Pierre le conduisit au réfectoire et lui indiqua une place, tout au bout de l’une des vingt grandes tables. Vingt élèves étaient assis à chacune, en fonction d’un certain ordre. On lui apprit que tout au bout se trouvaient le chef de table et son adjoint, puis venaient les élèves des grandes classes rangés d’une façon qui avait à voir avec le protocole observé lors des dîners privés : à savoir les plus titrés et les plus riches d’abord et les moins titrés et les moins riches ensuite. Plus loin venaient les élèves des petites classes, rangés selon un ordre analogue. Mais le dernier arrivé était toujours placé à l’extrémité. La nourriture était servie sur des plats en inox, et dans le même ordre, par des serveuses finnoises. Le repas commençait et se terminait par des prières rituelles.

***

Normalement, ceux qui recevaient eux-mêmes des [coups] et des ordres glapis sardoniquement auraient dû apprécier de voir quelqu’un se rebeller. Mais, à Stjärnsberg, bien des choses ne se passaient pas de façon normale. C’était un monde à part, dans lequel il n’était pas facile de savoir ce qu’on voyait vraiment. Il avait ses propres lois, ses propres règles et sa propre morale.

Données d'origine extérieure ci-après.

PR #279, opened 2026-06-20
ci: add version-age report-only check (inbox#21/#20)

bryan-minimal:
## What
A **report-only, non-blocking** version-age check for branch promotion (gominimal/inbox#21, criterion in #20).

- `.github/workflows/version-age.yml` — runs on `pull_request`, `contents: read`, no secrets.
- `.github/scripts/version_age_report.py` — for each changed `packages/*/build.ncl`, resolves the upstream release date (`attrs.released_at` → GitHub releases/tags → `ftp.gnu.org` `Last-Modified` → unknown), computes age, posts a job-summary table flagging anything <7 days old.

## Why it's safe (two-way door)
Purely additive new files; modifies nothing. Read-only token, no secrets, **never fails the job** (the script always exits 0; the workflow downgrades errors to warnings). Doesn't touch the cache, builds, branches, the merge queue, or any user pin. Revert = delete the two files.

> **Keep it OFF branch-protection required checks** — that exclusion is the only thing that guarantees non-blocking (a workflow can't self-enforce it).

## Honest scope
The real value isn't the pass/fail icons — it's the live **census of packages with no derivable date** (~82 with no `source_provenance`: toolchains, X11 libs, pinned binaries) that would need an `attrs.released_at` convention. GNU dates *are* derivable via `ftp.gnu.org`, so the underivable set is smaller than first thought. It's a *soak* gate (don't promote something released hours ago), not a staleness gate.

## Deferred (not in this PR)
The `attrs.released_at` schema (a separate `minimal` PR) + the example + `minimum_version` bump are gated on a one-shot census sizing the ~82-package backfill (to be posted to #20). The script handles `released_at`'s absence gracefully, so this PR stands alone.

Refs gominimal/inbox#21, gominimal/inbox#20.

## Summary by CodeRabbit

* **Chores**
  * Added an automated, report-only version-age check in pull requests that generates a Markdown table in the job summary for changed packages, including release dates, age verdicts, and source details.
  * Implemented hardened date resolution (multiple resolution strategies and safer network/provenance handling) and non-blocking behavior when dates can’t be determined.

### DIFF
--- a/.github/scripts/version_age_report.py
+++ b/.github/scripts/version_age_report.py
@@ -9,19 +9,22 @@ programming error, which the workflow downgrades to a warning.
 
 Date resolution precedence, per package:
   1. attrs.released_at            -- explicit maintainer declaration (override)
-  2. GithubRepo  -> GitHub API    -- releases-by-tag, else tag's commit date
-  3. GnuProject  -> ftp.gnu.org   -- Last-Modified of the release tarball
-  4. any source  -> source-URL    -- HEAD the package's own source for its
+  2. self-dated version           -- trailing YYYYMMDD in the version (ncurses &
+                                     other dated snapshots); pure, no network
+  3. GithubRepo  -> GitHub API    -- releases-by-tag, else tag's commit date
+  4. GnuProject  -> ftp.gnu.org   -- Last-Modified of the tarball (flat / nested
+                                     per-version dir / aliased project dir)
+  5. any source  -> source-URL    -- HEAD the package's own https source for its
                                      Last-Modified ("date on the file"); catches
-                                     no-provenance packages + tiers 2/3 misses
-  5. otherwise   -> UNKNOWN       -- "needs attrs.released_at" (non-http source)
+                                     no-provenance packages + tier 3/4 misses
+  6. otherwise   -> UNKNOWN       -- "needs attrs.released_at"
 
-Tier 4 shrinks the UNKNOWN set: most no-provenance packages (toolchains, X11
-libs, pinned binaries) still have an http(s) source tarball whose Last-Modified
-is a usable availability date. The genuine residue is sources with no http(s)
-date (gs:// mirrors, git), which still need attrs.released_at. (Note: Last-
-Modified is the artifact's availability/upload time, not strictly the upstream
-release date -- close enough for a soak gate, and dwell backstops it.)
+A full-catalog census (2026-06-20) put tier coverage at 280/373: most sources
+are a `gs://minimal-staging-archives/` mirror (no HTTP Last-Modified oracle), so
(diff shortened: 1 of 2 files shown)


bryan-minimal:
## Full-catalog run + empirical matcher — what landed, and deferred follow-ups

Ran the resolver over the whole catalog (373 pkgs); the run drove the two most recent commits. Coverage is now **279/373 auto-dated**. An empirical probe of *every* dateless-but-has-provenance package (real GitHub/GitLab tags APIs + GNU ftp listings) fed the new `candidate_tags` / `gnu_date` / self-dated tiers, reclaiming **17 of 20**.

**Verified reclaims** (exact upstream ref → date, all confirmed live):
openssh `V_10_3_P1`, postgres `REL_18_4`, tcl `core-8-6-16`, llvm `llvmorg-21.1.8`, sqlite `version-3.50.4`, codex `rust-v0.130.0`, gopls `gopls/v0.21.1`, cabal `cabal-install-v3.12.1.0`, lcms2 `lcms2.17`, bun `bun-v1.3.14`, varlock `varlock@0.2.3`, libfuse `fuse-3.18.2`, libxkbcommon `xkbcommon-1.13.1`, expat `R_2_7_5`, gcc (nested `/gnu/gcc/gcc-X/`), libidn2 (aliased `/gnu/libidn/`), ncurses (self-dated `…-20250830`).

**Deferred — out of scope for this PR, flagged for follow-up:**
1. **3 stragglers need a new host tier, not a format tweak.** libsvtav1 is **GitLab**-hosted (provenance wrongly says GitHub); ngspice's GitHub is a **stale mirror** (real upstream SourceForge, v46); linux_headers stable point-releases live in **`gregkh/linux`**, not `torvalds/linux`. Each is a small dedicated resolver path.
2. **The durable fix is upstream of here.** `source_provenance` is wrong/misleading for 5 of these (GitLab-as-GitHub, stale-mirror, GnuProject-as-snapshot, wrong-repo). Correcting `build.ncl` provenance routes them to the right tier at the source instead of the resolver patching around bad metadata.
3. **`gh_json` collapses 403-rate-limit into "no tag"** (silent UNKNOWN), and `github_date` makes ~16 `gh` calls/pkg. Fine for the handful a PR changes; a full-catalog sweep should distinguish 403 from 404 and bulk-fetch `tags?per_page=100` once. (A 30s timeout was added in this PR.)
4. **SSRF residual.** This PR makes tier-5 **https-only** with https-only redirects + bounded hops and final-2xx validation, but does **not** block https→internal-IP or gate the tier to same-repo (non-fork) PRs. If this script ever runs on the self-hosted buildbot runners, add one of those — reviewer's call.

mitodrummer (approved):

PR #280, opened 2026-06-20
ci: add stable runtime-closure check (inbox#21)

bryan-minimal:
## What
A **report-only** dependency-closure helper for the `stable` channel (gominimal/inbox#21).

- `.github/scripts/stable-closure-check.py` — given a package set (or `--changed` from the PR diff), computes the transitive **runtime** closure and reports whether `stable` already satisfies it (`missing = closure − stable − co-promoted`), with a PASS / NOT-CLOSED verdict.
- `.github/workflows/stable-closure-check.yml` — runs it on `pull_request`, `continue-on-error`, posts to the job summary.

## Why it's safe (two-way door)
Additive new files; read-only; `continue-on-error` + `--no-fail` so it never blocks. De-risks the highest-stakes promotion invariant ("`stable` must stay dependency-closed") without touching builds/cache/branches. Revert = delete the two files.

> **Keep off required checks** until #20 turns it into a gate (drop `--no-fail`/`continue-on-error` — no code change).

## The correctness fix worth noting
A naive BFS over `runtime_deps` **under-counts**: the engine (`transitives.rs`) injects every `needed_for_internet` provider (`ca-certificates`) into the runtime closure of any `needs.internet` package (~60: `gh`, `curl`, `go`, `rust`…). Without replicating that it would **false-PASS** (e.g. promoting `gh` before `ca-certificates`). The injection is replicated here, with a regression test (`closure(gh)` must contain `ca-certificates`).

## Honest caveats (for #20)
Runtime-only (if `stable` is a *buildable* channel, add `build_deps` — one flag) and name-presence-only (not version/ABI-skew aware). With `stable` currently frozen ~48 commits behind `main`, expect near-universal NOT-CLOSED today — correct, and why it must stay non-blocking for now.

Refs gominimal/inbox#21.

## Chores
- Added an automated validation script and GitHub workflow to verify that promoting selected packages to the `stable` channel preserves the expected runtime dependency closure.
- The workflow runs on pull requests targeting `main` (and manual runs), and reports a clear PASS/NOT CLOSED/UNVERIFIED verdict in the build summary to help prevent regressions.

### DIFF
--- a/.github/scripts/stable-closure-check.py
+++ b/.github/scripts/stable-closure-check.py
@@ -204,6 +204,12 @@ def main() -> int:
     if args.changed is not None:
         seeds += [s for s in changed_packages(args.changed) if s not in seeds]
     if not seeds:
+        # --changed with no changed packages (or any --no-fail run) is normal,
+        # not an error: there is simply nothing to check. Exit 0 so the
+        # report-only workflow stays green on PRs that touch no packages.
+        if args.changed is not None or args.no_fail:
+            print("no seed packages (no packages/* changed) -- nothing to check.")
+            return 0
         eprint("error: no seed packages (pass names or --changed).")
         return 2
 
--- a/.github/scripts/stable-closure-check.py
+++ b/.github/scripts/stable-closure-check.py
@@ -22,7 +22,10 @@ Mechanism (no minimal source changes):
     (basenames; basename == package `name` for all packages today). Or, with
     --stable-worktree, dump a stable checkout for name-exact enumeration.
 
-Exit codes: 0 = PASS (closed) or --no-fail; 1 = NOT CLOSED; 2 = operational error.
+Exit codes: 0 = PASS (closed) or any --no-fail run; 1 = NOT CLOSED; 2 = UNVERIFIED
+/ operational error (unknown seed, empty dump, missing stable ref). Under
+--no-fail every failure returns 0 but prints an explicit UNVERIFIED verdict, so a
+green run is never mistaken for a verified PASS.
 """
 from __future__ import annotations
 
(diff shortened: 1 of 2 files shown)


bryan-minimal:
## Verified against the engine's runtime-closure semantics + closed two fail-open holes

Ran an adversarial verification of this helper against the real engine (`crates/graph/src/transitives.rs` + `need_classes.ncl`) — agents establishing ground truth, reviewing across false-PASS / set-math / robustness lenses, then verifying each finding.

**The good news (the part I was most worried about):** the closure math is **faithful**. The helper correctly replicates the engine's *gated* `needed_for_internet` injection — it pulls `ca-certificates` into the runtime closure of any `needs.internet` package (59 of them: curl/gh/go/…), exactly as `transitives.rs` does. Verified load-bearing: `gh`'s closure includes `ca-certificates` **only** with the injection. **No false-PASS from the closure logic.** (It's even slightly more thorough than the engine — it recurses the injected provider's runtime_deps; harmless since `ca-certificates` has none.)

**The fixes (latest commit):** the guard could still go green without verifying anything, via two fail-**open** input paths:
1. **Unknown / namespace-mismatched seed** only warned → its closure == `{itself}` → subtracted away → empty `missing` → exit 0 **PASS**. A typo or a natural name (`python3`, `nodejs`) silently verified nothing. *(Mitigant: all 344 `packages/<dir>` basenames map 1:1 to catalog names today, so the `--changed` path is correct right now; the live trigger is the manual/positional path.)* → now **UNVERIFIED**, exit 2.
2. **Empty-but-valid dump** (`[]`) → every closure == its seeds → vacuous PASS. → now guarded in `build_runtime_map` (covers the `--stable-worktree` path too), exit 2.

Plus: `--no-fail` now genuinely never blocks (operational errors route through a no-fail-aware exit that prints **UNVERIFIED** and returns 0, never PASS); `git` calls honor `--repo` (`cwd`); a missing `origin/stable` is detected up front with the fetch hint instead of a raw git error.

**Verified against the real catalog:** PASS / NOT CLOSED / UNVERIFIED / empty-dump exit codes are **0 / 1 / 2 / 2**.

**Deferred (residual, for whoever wires the workflow):** the `--changed` seed→name resolution relies on the unenforced `dir == name` invariant (a future rename is the latent trigger); and when wired into CI this needs `fetch-depth: 0` (or an explicit `git fetch origin stable`) so `origin/stable` resolves.

mitodrummer (approved):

En tout cas, le mot de morale revenait souvent dans la bouche du vieux pasteur et du directeur, lors de leurs sermons du matin. Les élèves de Stjärnsberg devaient être plus durs et plus disciplinés que les autres, être capables de tenir le coup dans tous les cas. Ils devaient savoir aussi bien donner des ordres qu’en recevoir. C’était nécessaire car, à l’avenir, ils seraient à la tête de l’industrie et des forces armées du pays.